We are making a big assumption about this big game. The assumption is Nick Saban will be roaming the Crimson Tide sideline. Cecil Hurt commented on one aspect of Nick Saban and the game.

If it is ever true that age is just number, the best claim is Nick Saban. Still robust in spirit and action at 67, it is easy to see Saban coaching until he is 75, maybe longer.

What so excited so many Tide fans about the 2026 game was the immediate flash of perception that Nick would never retire before that game.

After the excitement from the announcement faded it was natural to ponder what will, at some point in time, drive Saban to retire. As long as he coaches the Crimson Tide, it is unimaginable failure to win games will be the cause.

We suspect it will be something quite different from winning and losing. It will be a slippage in his ability to fundamentally connect with his players. Such broad slippage would likely precede team failures on the field.

Almost two and a half years ago, Nick Saban explained to ESPN’s Chris Lowe that he doesn’t lose sleep over losing. This is what he told Lowe.

"The thing I lose sleep over the most is not winning and losing games. It’s about players. It’s about a guy who’s not doing the right things or somebody you are trying to get to see the light and buy into doing the right things. I have been coaching for 43 years and to have what happened with Maurice Smith and his family, that’s what I lose sleep over."

Smith wanted to transfer to Georgia. Saban blocked the transfer at least partially because he did not believe it was in the player’s best interest. After a delay, Saban relented. From the comments to Lowe, it is clear Nick believes he failed to accomplish what was in Smith’s best interest.

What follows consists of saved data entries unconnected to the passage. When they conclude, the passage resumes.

PR #2953, opened 2025-12-14
Add cartridges to PEFT

kashif:
https://hazyresearch.stanford.edu/blog/2025-06-08-cartridges


src/peft/tuners/cartridge/model.py
```diff
@@ -0,0 +1,116 @@
...
+    """
+
+    def __init__(self, config):
+        super().__init__()
+        self.config = config
+
+        num_virtual_tokens = config.num_virtual_tokens
+        hidden = config.num_layers * 2 * config.token_dim
+        num_frozen_tokens = int(getattr(config, "num_frozen_tokens", 0) or 0)
+        if num_frozen_tokens < 0 or num_frozen_tokens > num_virtual_tokens:
```
BenjaminBossan, line 39: This could already be checked in the `__post_init__` of the config, right? The earlier we error, the better.

src/peft/tuners/cartridge/model.py
```diff
@@ -0,0 +1,116 @@
...
+    and the remaining tokens are trainable.
+    """
+
+    def __init__(self, config):
+        super().__init__()
+        self.config = config
+
+        num_virtual_tokens = config.num_virtual_tokens
+        hidden = config.num_layers * 2 * config.token_dim
+        num_frozen_tokens = int(getattr(config, "num_frozen_tokens", 0) or 0)
```
BenjaminBossan: Why do we need `getattr` here? I think it's not needed.

src/peft/tuners/cartridge/model.py
```diff
@@ -0,0 +1,116 @@
...
+        return torch.cat([self.frozen_embedding, self.trainable_embedding], dim=0)
+
+    def reset_parameters(self):
+        # Match `torch.nn.Embedding` initialization (normal with std=1).
+        with torch.no_grad():
+            if self.frozen_embedding is not None:
+                torch.nn.init.normal_(self.frozen_embedding)
+            torch.nn.init.normal_(self.trainable_embedding)
+
+    def load_prompt_embeddings(self, prompt_embeddings: torch.Tensor) -> None:
```
BenjaminBossan, line 89: Very nice. I wonder: Could we not implement the same method for prefix tuning and then it would also benefit from these improved init methods? I think it should work, unless prefix tuning is initialized with `prefix_projection=True` but that's not the default.

src/peft/tuners/cartridge/config.py
```diff
@@ -0,0 +1,41 @@
...
+from peft.utils import PeftType
+
+
+@dataclass
+class CartridgeConfig(PromptLearningConfig):
+    """
+    Configuration for CARTRIDGE, a KV-cache-parameterized prefix adapter.
+
+    This is similar to prefix-tuning in how it is served (as `past_key_values`), but it stores the KV cache directly as
+    trainable parameters instead of learning it via an MLP projection.
```
BenjaminBossan, line 27: Let's document what the user needs to do if they want to initialize the Cartridge model with options 2 and 3 from the paper (random kv, kv derived from first tokens of prompt).

src/peft/tuners/cartridge/utils.py
BenjaminBossan, line 1: Let's move this file to `tuners/cartridge/utils.py`.

tests/test_decoder_models.py
BenjaminBossan, line 1: Thanks for adding these tests, let's also add Cartridge to the test matrices of `test_encoder_decoder_models.py`, `test_feature_extraction.py`, `test_seq_classifier.py`, and `test_config.py`.

tests/test_cartridge.py
```diff
@@ -0,0 +1,158 @@
...
+    PeftModel,
+    compose_cartridge_adapters,
+    get_peft_model,
+    initialize_cartridge_from_past_key_values,
+    load_peft_weights,
+    prompt_embeddings_from_past_key_values,
+)
+
+
+def _make_tiny_gpt2():
```
BenjaminBossan: Any specific reason why we want a tiny GPT here? If not, I would suggest to use one of the tiny models we use elsewhere, e.g. `"peft-internal-testing/tiny-random-OPTForCausalLM"` or `"trl-internal-testing/tiny-random-LlamaForCausalLM"`. If we use these models, we always load them in a caching context to reduce hub calls:

```python
from .testing_utils import get_state_dict, hub_online_once

...

    model = AutoModel.from_pretrained(...)
```

tests/test_cartridge.py
```diff
@@ -0,0 +1,158 @@
...
+
+    assert model.active_peft_config.peft_type.value == "CARTRIDGE"
+    assert model.prompt_encoder[model.active_adapter].frozen_embedding.requires_grad is False
+    assert model.prompt_encoder[model.active_adapter].trainable_embedding.requires_grad is True
+
+    input_ids = torch.randint(0, base.config.vocab_size, (1, 8))
+    out = model(input_ids=input_ids)
+    assert out.logits.shape[:2] == (1, 8)
+
+    with tempfile.TemporaryDirectory() as tmp:
```
BenjaminBossan: Let's use the `tmp_path` fixture from pytest.

tests/test_cartridge.py
```diff
@@ -0,0 +1,158 @@
...
+        model.prompt_encoder[model.active_adapter].trainable_embedding.data.fill_(3.0)
+        if model.prompt_encoder[model.active_adapter].frozen_embedding is not None:
```
BenjaminBossan: Since we set `num_frozen_tokens=2` above, this check is not needed right? We could, however, add a `@pytest.mark.parametrize("num_frozen_tokens", [0, 2])` to make the test cover both cases.

tests/test_cartridge.py
```diff
@@ -0,0 +1,158 @@
...
+
+    # Prefill on the *base* model and use the cache prefix as initialization.
+    input_ids = torch.randint(0, base.config.vocab_size, (1, 12))
+    with model.disable_adapter():
+        outputs = model(input_ids=input_ids, use_cache=True)
+    prompt_embeddings = initialize_cartridge_from_past_key_values(
+        model, past_key_values=outputs.past_key_values, num_virtual_tokens=4
+    )
+    assert prompt_embeddings.shape[0] == 4
+    assert torch.allclose(model.prompt_encoder[model.active_adapter].weight.cpu(), prompt_embeddings.cpu())
```
BenjaminBossan: `.cpu()` not needed?

tests/test_cartridge.py
```diff
@@ -0,0 +1,158 @@
...
+
+    with tempfile.TemporaryDirectory() as tmp:
```
BenjaminBossan: Let's use the tmp_path fixture from pytest.

tests/test_cartridge.py
```diff
@@ -0,0 +1,158 @@
...
+    with model.disable_adapter():
+        outputs = model(input_ids=input_ids, use_cache=True)
+
+    pe = prompt_embeddings_from_past_key_values(outputs.past_key_values, num_virtual_tokens=4)
+    assert pe.shape[0] == 4
+
+    pe2 = initialize_cartridge_from_past_key_values(
+        model, past_key_values=outputs.past_key_values, num_virtual_tokens=4
+    )
+    assert torch.allclose(pe.cpu(), pe2.cpu())
```
BenjaminBossan: `.cpu()` not needed?

tests/test_cartridge.py
```diff
@@ -0,0 +1,158 @@
...
+def test_cartridge_inference_mode_disables_grads_and_forward_works():
+    base = _make_tiny_gpt2()
+    peft_config = CartridgeConfig(
+        num_virtual_tokens=4, num_frozen_tokens=2, task_type="CAUSAL_LM", inference_mode=True
+    )
+    model = get_peft_model(base, peft_config)
+
+    enc = model.prompt_encoder[model.active_adapter]
+    assert enc.trainable_embedding.requires_grad is False
+    if enc.frozen_embedding is not None:
```
BenjaminBossan: Again, let's paramatrize over `num_frozen_tokens`.

tests/test_cartridge.py
```diff
@@ -0,0 +1,158 @@
...
+    pe = prompt_embeddings_from_past_key_values(outputs.past_key_values, num_virtual_tokens=4)
+    assert pe.shape[0] == 4
+
+    pe2 = initialize_cartridge_from_past_key_values(
+        model, past_key_values=outputs.past_key_values, num_virtual_tokens=4
+    )
+    assert torch.allclose(pe.cpu(), pe2.cpu())
+
+
+def test_cartridge_inference_mode_disables_grads_and_forward_works():
```
BenjaminBossan: It's not clear to me why `requires_grad` should be `False`, could you please add a comment?

tests/test_cartridge.py
```diff
@@ -0,0 +1,158 @@
...
+        num_virtual_tokens=4, num_frozen_tokens=2, task_type="CAUSAL_LM", inference_mode=True
+    )
+    model = get_peft_model(base, peft_config)
+
+    enc = model.prompt_encoder[model.active_adapter]
+    assert enc.trainable_embedding.requires_grad is False
+    if enc.frozen_embedding is not None:
+        assert enc.frozen_embedding.requires_grad is False
+
+    input_ids = torch.randint(0, base.config.vocab_size, (1, 6))
```
BenjaminBossan, line 242: Is this part relevant for this test?

tests/test_cartridge.py
```diff
@@ -0,0 +1,158 @@
...
+    out = model(input_ids=input_ids)
+    assert out.logits.shape[:2] == (1, 6)
+
+
+def test_cartridge_gradient_checkpointing_raises():
+    base = _make_tiny_gpt2()
+    base.gradient_checkpointing_enable()
+    peft_config = CartridgeConfig(num_virtual_tokens=4, num_frozen_tokens=0, task_type="CAUSAL_LM")
+
+    try:
```
BenjaminBossan: Let's use: `with pytest.raises(ValueError, match="does not work with gradient checkpointing")`

src/peft/tuners/cartridge/config.py
```diff
@@ -0,0 +1,41 @@
...
+
+    Args:
+        num_frozen_tokens (`int`, defaults to 0):
+            Number of *prefix* tokens at the start of the cartridge to keep frozen (no gradients).
+    """
+
+    num_frozen_tokens: int = field(
+        default=0,
```
BenjaminBossan: I forgot to add this to the initial review: From my understanding, the paper recommends to freeze the first token, which would correspond to a value of 1. Should we set that as the default, and also mention this in the help? The reason seems to be that most LLMs use it as attention sink, so it should not be tempered with.

kashif: agree done!

tests/test_cartridge.py
kashif: so i wanted to run a forward pass through the PEFT-wrapped model, to check if the adapter can still be used in inference mode and the output shape is sensible.

tests/test_cartridge.py
kashif: so i wanted to test that PEFT should mark adapter parameters as non-trainable so we can safely run forward/generation without updating or tracking grads.

src/peft/tuners/cartridge/model.py
kashif: added utils to predix-tuning and its docs

kashif:
I think its fine to ignore their cache concerns as we are using PEFT + Transformers generation its only needed for their cache and flex attention pipeline

docs/source/_toctree.yml
```diff
@@ -59,6 +59,8 @@
     title: Adapters
   - local: conceptual_guides/prompting
     title: Soft prompts
+  - local: conceptual_guides/cartridges
+    title: Cartridges
```
BenjaminBossan: Let's put this section to the "Main classes" section below, where we list all PEFT methods. I know it's a bit messy, but I think that is the better place.

docs/source/conceptual_guides/cartridges.md
BenjaminBossan, line 1: In line with my previous comment, let's move this from `conception_guides` to `package_reference`.

docs/source/package_reference/prefix_tuning.md
```diff
@@ -18,6 +18,28 @@ rendered properly in your Markdown viewer.
 
 [Prefix tuning](https://hf.co/papers/2101.00190) prefixes a series of task-specific vectors to the input sequence that can be learned while keeping the pretrained model frozen. The prefix parameters are inserted in all of the model layers.
 
+## Initialize from a KV cache prefix
```
BenjaminBossan, line 21: Nice, thanks for adding this.

examples/cartridge_self_study/README.md
```diff
@@ -0,0 +1,40 @@
+# CARTRIDGE self-study distillation (example)
+
+This folder shows an **example** workflow for training a `CARTRIDGE` adapter via a SELF‑STUDY‑style
+context-distillation objective (see the Cartridges paper).
```
BenjaminBossan:
```suggestion
context-distillation objective (see the [Cartridges paper](https://huggingface.co/papers/2506.06266)).
```

examples/cartridge_self_study/arxiv_synthesize.py
```diff
@@ -0,0 +1,58 @@
+import argparse
```
BenjaminBossan, line 15: Let's add the copyright notice.

examples/cartridge_self_study/arxiv_train.py
```diff
@@ -0,0 +1,77 @@
+import argparse
```
BenjaminBossan, line 15: Let's add the copyright notice.

examples/cartridge_self_study/synthesize.py
```diff
@@ -0,0 +1,199 @@
+import argparse
```
BenjaminBossan, line 15: Let's add the copyright notice.

examples/cartridge_self_study/synthesize.py
```diff
@@ -0,0 +1,199 @@
...
+import torch
+from transformers import AutoModelForCausalLM, AutoTokenizer
+
+
+DEFAULT_SEED_PROMPTS = {
+    "structuring": "Please outline the key sections and how the information is structured.",
+    "summarization": "Please summarize the most important points concisely.",
+    "question": "Ask a question about the document above that requires careful reading, then answer it.",
+    "use_cases": "List a few realistic use cases and provide one concrete example.",
+    "use_case": "List a few realistic use cases and provide one concrete example.",
```
BenjaminBossan: Duplicate

examples/cartridge_self_study/synthesize.py
```diff
@@ -0,0 +1,199 @@
...
+
+        gen_kwargs = {
+            "max_new_tokens": max_new_tokens,
+            "do_sample": temperature > 0,
+            "temperature": max(temperature, 1e-5),
+            "top_p": top_p,
+            "pad_token_id": getattr(tokenizer, "pad_token_id", None) or getattr(tokenizer, "eos_token_id", None),
+        }
+
+        # Generate only with teacher (which has context) - this is the "ground truth" generation.
```
BenjaminBossan: Helpful comments, nice.

examples/cartridge_self_study/train_distill.py
```diff
@@ -0,0 +1,173 @@
+import argparse
```
BenjaminBossan, line 15: Let's add the copyright notice.

examples/cartridge_self_study/train_distill.py
```diff
@@ -0,0 +1,173 @@
...
+        student_out = model(
+            input_ids=student_input_ids,
+            attention_mask=student_attention_mask,
+            use_cache=False,
+        )
+        student_logits = student_out.logits
+
+        batch_losses = []
+        for b in range(student_input_ids.shape[0]):
+            x_len = int(student_attention_mask[b].sum().item())
```
BenjaminBossan: I think we don't need the `item()` call here and below, right? It can prevent torch compilation, so let's remove it unless it's really necessary.

src/peft/tuners/cartridge/utils.py
```diff
@@ -0,0 +1,215 @@
...
+            if getattr(cfg, attr, None) != getattr(base, attr, None):
+                raise ValueError(f"Incompatible CARTRIDGE configs for attribute '{attr}'.")
+
+    weights = [load_peft_weights(str(p), device="cpu") for p in adapter_paths]
+    prompt_embeddings = [w["prompt_embeddings"] for w in weights]
+    composed = torch.cat(prompt_embeddings, dim=0)
+
+    num_virtual_tokens = composed.shape[0]
+    # Preserve the "frozen prefix tokens" count of the first adapter only (matches a single attention-sink prefix).
+    num_frozen_tokens = int(getattr(base, "num_frozen_tokens", 0) or 0)
```
BenjaminBossan: This should be enough, as we already check that the config type is correct:

```suggestion
    num_frozen_tokens = base.num_frozen_tokens
```

Also, just wondering: Say we have one adapter with 1 frozen token and another with 2 frozen tokens, right now we would set it to 1 and ignore 2. I guess it's fine as this is intended for inference only, right?

src/peft/tuners/cartridge/utils.py
```diff
@@ -0,0 +1,215 @@
...
+    out_cfg = replace(base, num_virtual_tokens=num_virtual_tokens, num_frozen_tokens=num_frozen_tokens)
+
+    output_path = Path(output_path)
+    output_path.mkdir(parents=True, exist_ok=True)
+    out_cfg.save_pretrained(str(output_path))
+
+    from peft.utils.constants import SAFETENSORS_WEIGHTS_NAME, WEIGHTS_NAME
```
BenjaminBossan: Is the local import required to avoid circular imports? If not, let's make it global.

src/peft/tuners/cartridge/utils.py
```diff
@@ -0,0 +1,215 @@
...
+
+    if safe_serialization:
+        from safetensors.torch import save_file
```
BenjaminBossan: Can also be global.

src/peft/tuners/prefix_tuning/utils.py
```diff
@@ -0,0 +1,110 @@
...
+            "Initialization from KV cache is not supported for prefix tuning with `prefix_projection=True`."
+        )
+    if num_virtual_tokens is None:
+        num_virtual_tokens = config.num_virtual_tokens
+
+    prompt_embeddings = prompt_embeddings_from_past_key_values(past_key_values, num_virtual_tokens=num_virtual_tokens)
+    loader = getattr(model.prompt_encoder[adapter_name], "load_prompt_embeddings", None)
+    if callable(loader):
+        loader(prompt_embeddings)
+    else:
```
BenjaminBossan: Can this ever happen?

src/peft/tuners/prefix_tuning/utils.py
BenjaminBossan, line 1: So this is basically identical to `cartridge/utils.py`, right? Unless I missed something, the only differences are:

1. Check for the PEFT type
2. Check for `prefix_projection != True`

I think we should just use the same functions for both (I don't care which one to keep). Regarding 1., I think there is no harm in allowing either of the two types, if users want to initialize Cartridges from prefix tuning or vice versa, why not? Regarding 2., the check would be useless for Cartridges, but it also would not cause harm. So I'd say let's reuse the functions.

examples/cartridge_self_study/synthesize.py
```diff
@@ -0,0 +1,199 @@
...
+        # The student will be trained to match this generation without seeing the context.
+        teacher_out = model.generate(teacher_prompt, attention_mask=torch.ones_like(teacher_prompt), **gen_kwargs)
```
BenjaminBossan: I tried this with the arxiv example (both `python examples/cartridge_self_study/arxiv_synthesize.py` and `python examples/cartridge_self_study/synthesize.py --model Qwen/Qwen2.5-0.5B-Instruct --corpus_path examples/cartridge_self_study/data/cartridges.tex --out_jsonl distill.jsonl --num_samples 1024`) and got an error here because `teacher_prompt` was a `transformers.tokenization_utils_base.BatchEncoding`.

BenjaminBossan:
@kashif LMK when the PR is ready to review.

kashif:
yes ready, i tested it out and it works nicely

kashif:
@BenjaminBossan  i needed the `position_ids`  fix cause without it the sampling is not working and i get bad results with models that use RoPE

docs/source/package_reference/cartridges.md
```diff
@@ -0,0 +1,94 @@
...
+Both Prefix Tuning and Cartridges are served by injecting `past_key_values` (a prefix KV cache) into the base model.
+
+- Prefix Tuning learns virtual token embeddings (and optionally an MLP projection) and produces a KV prefix.
+- Cartridges learn the KV prefix itself directly (the per-layer key/value vectors for `p` virtual tokens), and are
+  designed to be initialized from real prefill KV (for example, the first `p` tokens of a corpus/system prompt).
+
+The paper also recommends freezing the first token as an attention sink for stability (`num_frozen_tokens=1` is the
+default).
+
+## Usage (inference)
```
BenjaminBossan, line 37: I'm not quite sure what this section should show. The title mentions "inference" but below, we create a new PEFT model. For inference, we would use `PeftModel.from_pretrained`.

src/peft/tuners/cartridge/utils.py
```diff
@@ -0,0 +1,273 @@
...
+    """
+    return initialize_kv_prefix_from_text(
+        model,
+        tokenizer,
+        text=text,
+        adapter_name=adapter_name,
+        num_virtual_tokens=num_virtual_tokens,
+        use_chat_template=use_chat_template,
+        max_length=max_length,
+    )
```
BenjaminBossan: Do we really need these two functions for backwards compatibility? After all, they are being added in this very PR. I would suggest to remove them and update the examples and docs to use `initialize_kv_prefix_from_past_key_values` and `initialize_kv_prefix_from_text` directly.

docs/source/package_reference/cartridges.md
```diff
@@ -0,0 +1,94 @@
...
+- KV from an existing cache: use `initialize_cartridge_from_past_key_values(model, past_key_values=...)` if you already
+  have a `past_key_values` object from a base-model prefill.
+
+## Training
+
+The Cartridges paper proposes a SELF-STUDY distillation objective (a frozen base model provides teacher logits; the
+CARTRIDGE adapter is trained so the student matches the teacher’s next-token distribution over the target segment).
+PEFT keeps training logic out of the core library; see
+`https://github.com/huggingface/peft/tree/main/examples/cartridge_self_study` for a reference workflow.
+The example scripts also work when you use the same checkpoint as both teacher and student (the teacher is the frozen
```
BenjaminBossan: As is, the example always uses student = teacher, so the "also work" part is a bit confusing. Let's rephrase it, e.g.: "The example scripts work by using the frozen base model as the teacher and the adapted model as student, thus sharing the same base model for both."

docs/source/package_reference/prefix_tuning.md
```diff
@@ -18,6 +18,28 @@ rendered properly in your Markdown viewer.
...
+
+from peft import PrefixTuningConfig, get_peft_model, initialize_kv_prefix_from_text
+
+base = AutoModelForCausalLM.from_pretrained("gpt2")
+tok = AutoTokenizer.from_pretrained("gpt2")
+
+peft_cfg = PrefixTuningConfig(task_type="CAUSAL_LM", num_virtual_tokens=20, prefix_projection=False)
+model = get_peft_model(base, peft_cfg)
+
+initialize_kv_prefix_from_text(model, tok, text="...some long context...")
```
BenjaminBossan: This fails with:

```
  File "/home/name/work/forks/transformers/src/transformers/tokenization_utils_base.py", line 3122, in apply_chat_template
    chat_template = self.get_chat_template(chat_template, tools)
                    ^^^^^^^^^^^^^^^^^^^^^^^^^^^^^^^^^^^^^^^^^^^^
  File "/home/name/work/forks/transformers/src/transformers/tokenization_utils_base.py", line 3304, in get_chat_template
    raise ValueError(
ValueError: Cannot use chat template functions because tokenizer.chat_template is not set and no template argument was passed!
```

When I try to pass `use_chat_template=False`:

```
File ~/work/forks/peft/src/peft/tuners/cartridge/utils.py:72, in prompt_embeddings_from_past_key_values(past_key_values, num_virtual_tokens)
     70 head_dim = key0.shape[3]
     71 if seq_len < num_virtual_tokens:
---> 72     raise ValueError(f"Need at least {num_virtual_tokens} cached tokens, got {seq_len}.")
     74 packed = torch.empty(
     75     num_virtual_tokens,
     76     num_layers * 2,
   (...)     80     dtype=key0.dtype,
     81 )
     82 for layer_idx, (k, v) in enumerate(legacy):

ValueError: Need at least 20 cached tokens, got 5.
```

examples/cartridge_self_study/synthesize.py
```diff
@@ -0,0 +1,360 @@
...
+    if output_path.exists():
+        output_path.unlink()
+
+    for t in seed_prompt_types:
+        if t not in SEED_PROMPTS:
+            raise ValueError(f"Unknown seed prompt type '{t}', expected one of: {sorted(SEED_PROMPTS)}")
+
+    # Pre-generate prompt indices (cycling through seed prompt types)
+    prompt_indices = [i % len(seed_prompt_types) for i in range(num_samples)]
+    random.shuffle(prompt_indices)
```
BenjaminBossan: This makes it so that we can never replicate the output, right? I wonder if we should use torch to shuffle and allow fix the random seed.

examples/cartridge_self_study/synthesize.py
```diff
@@ -0,0 +1,360 @@
...
+    question_messages = [
+        [
+            {"role": "system", "content": corpus_text},
+            {"role": "user", "content": SEED_PROMPTS[seed_prompt_types[prompt_idx]]},
+        ]
+        for prompt_idx in prompt_indices
+    ]
+
+    question_params = SamplingParams(
+        max_tokens=256,
```
BenjaminBossan: I think it's okay to hard-code this param, but let's still make this a constant (same below for `_synthesize_hf`): `max_tokens=MAX_NEW_TOKENS_FOR_QUESTIONS`.

examples/cartridge_self_study/README.md
```diff
@@ -0,0 +1,91 @@
...
+python arxiv_synthesize.py \
+  --model Qwen/Qwen3-4B \
+  --corpus_path /path/to/cartridges.tex \
+  --num_samples 1024 \
+  --use_vllm
+
+# Train cartridge
+python arxiv_train.py \
+  --model Qwen/Qwen3-4B \
+  --document /path/to/cartridges.tex \
```
BenjaminBossan: A quick mention of how to get this file would be nice to have.

examples/cartridge_self_study/synthesize.py
```diff
@@ -0,0 +1,360 @@
...
+            "max_new_tokens": 256,
+            "do_sample": temperature > 0,
+            "pad_token_id": tokenizer.pad_token_id or tokenizer.eos_token_id,
+        }
+        if temperature > 0:
+            gen_kwargs["temperature"] = max(temperature, 1e-5)
+            gen_kwargs["top_p"] = top_p
+
+        with torch.no_grad():
+            question_out = model.generate(question_input, **gen_kwargs)
```
BenjaminBossan, line 251: `question_input` is a dict for me:

```suggestion
            question_out = model.generate(**question_input, **gen_kwargs)
```

examples/cartridge_self_study/synthesize.py
```diff
@@ -0,0 +1,360 @@
...
+
+        question_tokens = question_out[0, question_input.shape[1] :].tolist()
```
BenjaminBossan, line 253: For the same reason as above:
```suggestion
        question_tokens = question_out[0, question_input["input_ids"].shape[1] :].tolist()
```

examples/cartridge_self_study/synthesize.py
```diff
@@ -0,0 +1,360 @@
...
+            [{"role": "user", "content": question}],
+            tokenize=True,
+            add_generation_prompt=True,
+            return_tensors="pt",
+            **CHAT_TEMPLATE_KWARGS,
+        ).to(device)
+
+        with torch.no_grad():
+            answer_out = model.generate(
+                teacher_input,
```
BenjaminBossan, line 277: Same reason as above
```suggestion
                **teacher_input,
```

examples/cartridge_self_study/synthesize.py
```diff
@@ -0,0 +1,360 @@
...
+                max_new_tokens=max_new_tokens,
+                do_sample=False,
+                pad_token_id=tokenizer.pad_token_id or tokenizer.eos_token_id,
+            )
+
+        answer_tokens = answer_out[0, teacher_input.shape[1] :].tolist()
```
BenjaminBossan, line 283: Again, same reason
```suggestion
        answer_tokens = answer_out[0, teacher_input["input_ids"].shape[1] :].tolist()
```

examples/cartridge_self_study/synthesize.py
```diff
@@ -0,0 +1,360 @@
...
+
+        record = {
+            "teacher_input_ids": answer_out[0].tolist(),
+            "student_input_ids": student_input[0].tolist() + answer_tokens,
+            "ctx_len": int(teacher_input.shape[1]) - int(student_input.shape[1]),
```
BenjaminBossan, line 288: And again
```suggestion
            "student_input_ids": student_input["input_ids"][0].tolist() + answer_tokens,
            "ctx_len": int(teacher_input["input_ids"].shape[1]) - int(student_input["input_ids"].shape[1]),
```

src/peft/tuners/cartridge/utils.py
```diff
@@ -0,0 +1,273 @@
...
+from peft.utils import PeftType
+from peft.utils.constants import SAFETENSORS_WEIGHTS_NAME, WEIGHTS_NAME
+from peft.utils.save_and_load import load_peft_weights
+
+
+def _to_legacy_past_key_values(past_key_values: Any):
+    # Support both legacy tuples and transformers.Cache-like objects.
+    if isinstance(past_key_values, (tuple, list)):
+        return past_key_values
+    to_legacy = getattr(past_key_values, "to_legacy_cache", None)
```
BenjaminBossan, line 35: The `to_legacy_cache` method is removed on transformers main :-/

src/peft/peft_model.py
```diff
@@ -1736,8 +1736,12 @@ def forward(
             prefix_attention_mask = torch.ones(batch_size, peft_config.num_virtual_tokens).to(attention_mask.device)
             attention_mask = torch.cat((prefix_attention_mask, attention_mask), dim=1)
         if kwargs.get("position_ids", None) is not None:
-            warnings.warn("Position ids are not supported for parameter efficient tuning. Ignoring position ids.")
-            kwargs["position_ids"] = None
+            if peft_config.peft_type in (PeftType.PREFIX_TUNING, PeftType.CARTRIDGE):
+                # Offset position_ids by num_virtual_tokens to account for the KV cache prefix
+                kwargs["position_ids"] = kwargs["position_ids"] + peft_config.num_virtual_tokens
```
BenjaminBossan, line 1741: For my understanding, this means that there is currently a bug in prefix tuning when it comes to position ids? I wonder if we should have an explicit test for that.

src/peft/peft_model.py
```diff
@@ -2047,7 +2055,7 @@ def generate(self, *args, **kwargs):
                     kwargs = {k: v for k, v in kwargs.items() if k not in self.special_peft_forward_args}
                     outputs = self.base_model.generate(*args, **kwargs)
             else:
-                outputs = self.base_model.generate(**kwargs)
+                outputs = self.base_model.generate(*args, **kwargs)
```
BenjaminBossan, line 2058: ouch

Between now and the eventual time when Nick accepts retirement as the best direction, what is the tipping point? It will not be a precise number of players with whom Nick is no longer able to fundamentally connect. It will be the sense of a slippage we expect Nick (or maybe Miss Terry) will perceive before the rest of us are aware.

It will be a difficult day. For the Sabans and the rest of us. Until then we will keep believing it will not happen before a fall day in West Virginia in 2026.

Next. Five areas for improvement in 2019. dark

West Virginia will travel to Tuscaloosa in 2027. Don’t count on Nick Saban not being the Crimson Tide head coach for the return game.